**What to produce**:
Using the lines below, work out the count of those that hold "versions". Give the number only.

(Recorded data)
◆ ◆ ◆ ◆ ◆ ◆ ◆
PR #478, opened 2025-01-29
Update github workloads

camillobruni:
- Use latest action versions
- Bump node version to current stable v22
- Use caches for node modules to slightly speed up setup
- Mild formatting was applied


rniwa (approved):
Looks okay to me.

.github/workflows/test.yml
```diff
@@ -15,15 +15,27 @@ jobs:
...
+                restore-keys: ${{ runner.os }}-build-node-modules-
+
             - name: Setup Node
-              uses: actions/setup-node@v3
+              uses: actions/setup-node@v4
               with:
-                  node-version: 18.13.0
-            - name: Install
-              run: npm install
+                  node-version: '23.x'
```
julienw, line 31: odd versions are the development versions, the stable versions are what they call "active LTS" or "maintenance LTS" on https://github.com/nodejs/release?tab=readme-ov-file#release-schedule

Let's use 22.x :-)

julienw: Also it looks like it can use the value form `package.json` directly (see documentation in https://github.com/actions/setup-node) when using
```
 node-version-file: "package.json"
```

Might be worth trying :-)

.github/workflows/test.yml
```diff
@@ -15,15 +15,27 @@ jobs:
...
+              uses: actions/checkout@v4
+
+            - name: Cache node modules
+              uses: actions/cache@v4
+              with:
+                # npm cache files are stored in `~/.npm` on Linux/macOS
+                path: ~/.npm
+                key: ${{ runner.os }}-node-modules-${{ hashFiles('**/package-lock.json') }}
+                restore-keys: ${{ runner.os }}-build-node-modules-
+
```
julienw, line 27: it's not needed, see https://github.com/actions/setup-node?tab=readme-ov-file#caching-global-packages-data

Just add `cache: "npm"` in setup-node below

.github/workflows/test.yml
julienw: BTW you also need to update package.json of course :-)

and all comments also apply below

camillobruni:
Simplified the test.yml file based on the feedback.
Looks like the netlify deployment is now unhappy with the upped node version requirement. @julienw is this easy to fix or should I just lower the requirements again?

julienw:
> Simplified the test.yml file based on the feedback. Looks like the netlify deployment is now unhappy with the upped node version requirement. @julienw is this easy to fix or should I just lower the requirements again?

image
just changed it :)

[Another way would be to use a `.node-version` or `.nvmrc` file in the repository (this would also override any setting in the configuration UI BTW).](https://docs.netlify.com/configure-builds/manage-dependencies/#node-js-and-javascript) I think `node-version-file` can also use that one BTW.
It's a bit too bad that netlify can't use the version specified in package.json :(

package.json
```diff
@@ -3,7 +3,7 @@
     "version": "3.0.0-alpha",
     "description": "An open source repository for the Speedometer benchmark.",
     "engines": {
-        "node": ">=18.13.0",
+        "node": ">=22.0.0",
```
julienw, line 6: do we want to ensure that we stay on v22 by adding `< 23` as well? I'm a bit afraid that this will switch to v24 automatically and we'll get build errors. We can always change that later if this happens of course.

julienw: I believe you need to run `npm i` to update `package-lock.json` as well.

julienw (approved):
Thanks, looks good to me!

.github/workflows/test.yml
```diff
@@ -15,15 +15,20 @@ jobs:
...
+              uses: actions/setup-node@v4
               with:
-                  node-version: 18.13.0
-            - name: Install
-              run: npm install
+                  node-version-file: "package.json"
+                  cache: "npm"
+
+            - name: Install Node Packages
+              run: npm ci
```
julienw, line 27: much better!

package.json
camillobruni: ah yeah... of course.
Let me add a CI check for that as well in a separate PR.

julienw: I think `npm ci` does it for dependencies, it's disappointing it doesn't work for everything that can update it!

PR #488, opened 2025-02-17
Perf-Dashboard.Render sync phase sets location.hash, but the actual DOM modifications happen asynchronously in the onhashchange() callback.

mattwoodrow:
This results in nothing interesting being measured during the sync phase, and the resulting rendering update (during the async phase) not including the change.

Change the test to manually and synchronously trigger the onhashchange() callback, and change the page content to detect and omit duplicate events.

Crossbench results before/after the change:

```
label                                       macos.arm64.local_0    macos.arm64.local_1    macos.arm64.local_2
browser                                     Firefox                Safari                 Google Chrome
version                                     135.0                  18.3 (20620.2.4)       133.0.6943.99
os                                          macos 15.3.1 arm64     macos 15.3.1 arm64     macos 15.3.1 arm64
device                                      MacBookPro18,2         MacBookPro18,2         MacBookPro18,2
cpu                                         Apple M1 Max 10 cores  Apple M1 Max 10 cores  Apple M1 Max 10 cores
runs                                        1                      1                      1
failed runs                                 0                      0                      0
Perf-Dashboard                              34.5                   33.9999999999995       29.539999999850988


Perf-Dashboard                              44.2                   40.2                   38.01000000089407
```

### DIFF
--- a/resources/perf.webkit.org/public/v3/pages/page-router.js
+++ b/resources/perf.webkit.org/public/v3/pages/page-router.js
@@ -97,10 +97,11 @@ class PageRouter {
 
     _hashDidChange()
     {
-        if (unescape(location.hash) == this._hash)
+        let unescapedHash = unescape(location.hash);
+        if (unescapedHash == this._hash)
             return;
         this.route();
-        this._hash = null;
+        this._hash = unescapedHash;
     }
 
     _serializeToHash(route, state)
--- a/resources/perf.webkit.org/public/v3/bundled-scripts.js
+++ b/resources/perf.webkit.org/public/v3/bundled-scripts.js
@@ -2608,8 +2608,8 @@ url(routeName,state)
 _updateURLState()
 {this._historyTimer=null;console.assert(this._currentPage);const currentPage=this._currentPage;this._hash=this._serializeToHash(currentPage.routeName(),currentPage.serializeState());location.hash=this._hash;}
 _hashDidChange()
-{if(unescape(location.hash)==this._hash)
-return;this.route();this._hash=null;}
+{let unescapedHash=unescape(location.hash);if(unescapedHash==this._hash)
+return;this.route();this._hash=unescapedHash;}
 _serializeToHash(route,state)
 {const params=[];for(const key in state)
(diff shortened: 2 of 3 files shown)


resources/perf.webkit.org/public/v3/pages/page-router.js
```diff
@@ -97,8 +98,12 @@ class PageRouter {
...
     {
-        if (unescape(location.hash) == this._hash)
+        let unescapedHash = unescape(location.hash);
+        if (unescapedHash == this._hash)
             return;
+        if(unescapedHash == this._previousHash)
+            return;
+        this._previousHash = unescapedHash;
         this.route();
         this._hash = null;
```
julienw, line 108: it's not clear to me why `this._hash` is set to null here. In `_updateURLState` above it looks like we want to keep it synced with location.hash.
Then if we don't reset it, we probably don't need _previousHash and the check above would work, right?

mattwoodrow: That's a good point, much simpler to do that. Fixed :)

julienw (approved):
Thanks, this looks better to me.
I also looked with a firefox profiler, this clearly captures more work, which sounds good to me.

It would be too to have a sign-off from somebody at Apple who initially brought this in speedometer.

There's just one small correctness issue left to fix, I believe.

Thanks for the fix!

camillobruni (approved):

rniwa (approved):

flashdesignory:
do we also want to merge the same changes into the 3.1 release branch?

rniwa:
Yeah, we should probably do that.

rniwa:
Here's a PR to merge the fix into release/3.1: https://github.com/WebKit/Speedometer/pull/496

resources/perf.webkit.org/public/v3/pages/page-router.js
```diff
@@ -97,10 +97,11 @@ class PageRouter {
 
     _hashDidChange()
     {
-        if (unescape(location.hash) == this._hash)
+        let unescapedHash = unescape(location.hash);
```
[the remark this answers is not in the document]
julienw: mmm right
If the hash doesn't have any encoded char this is OK, but I think this will be buggy as soon as you start having some. Probably we don't have any at the moment.

PR #491, opened 2025-02-26
Use WakeLock

camillobruni:
- Add `WakeLock` wrapper class around the [web-api](https://developer.mozilla.org/en-US/docs/Web/API/WakeLock)
- Use `WakeLock.aquire()` and `WakeLock.release()` in the benchmark runner

### DIFF
--- a/resources/benchmark-runner.mjs
+++ b/resources/benchmark-runner.mjs
@@ -278,26 +278,26 @@ function seededHashRandomNumberGenerator(a) {
 }
 
 class WakeLock {
-    _wakeLockSentinel = undefined;
+    #wakeLockSentinel = undefined;
     async request() {
         if (!navigator.wakeLock)
             return;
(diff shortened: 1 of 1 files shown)


resources/benchmark-runner.mjs
```diff
@@ -277,6 +277,31 @@ function seededHashRandomNumberGenerator(a) {
     };
 }
 
+class WakeLock {
+    _wakeLockSentinel = undefined;
```
rniwa, line 281: Use a private variable?

rniwa (approved):

julienw (approved):
yay, thanks!
I tried it on my phone, this worked perfectly.

resources/benchmark-runner.mjs
camillobruni: Done.

PR #492, opened 2025-02-26
Use "next" as version ID on the main branch

camillobruni:
I accidentally ran the wrong version locally and would like to make it more obvious which branch we're on.
Happy to take suggestions here :).

### DIFF
--- a/index.html
+++ b/index.html
@@ -13,7 +13,7 @@
             <section id="home">
                 <a href="#home" class="logo">
                     <img srcset="resources/logo@2x.png 2x" src="resources/logo.png" alt="Speedometer" />
-                    <div class="version">3.0</div>
+                    <div class="version next">Next</div>
                 </a>
                 <div class="content">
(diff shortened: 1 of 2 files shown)


camillobruni:
Screenshot 2025-02-26 at 17 26 33

rniwa (approved):

index.html
```diff
@@ -13,7 +13,7 @@
             <section id="home">
                 <a href="#home" class="logo">
                     <img srcset="resources/logo@2x.png 2x" src="resources/logo.png" alt="Speedometer" />
-                    <div class="version">3.0</div>
+                    <div class="version next">Next</div>
```
julienw, line 16: (optional) I would make it without a capital letters, all small letters, because the speedometer logo is also all small letters.
(maybe change the `alt` above to reflect that too)

julienw (approved):
thanks, makes sense!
◆ ◆ ◆ ◆ ◆ ◆ ◆
**Solution**:
2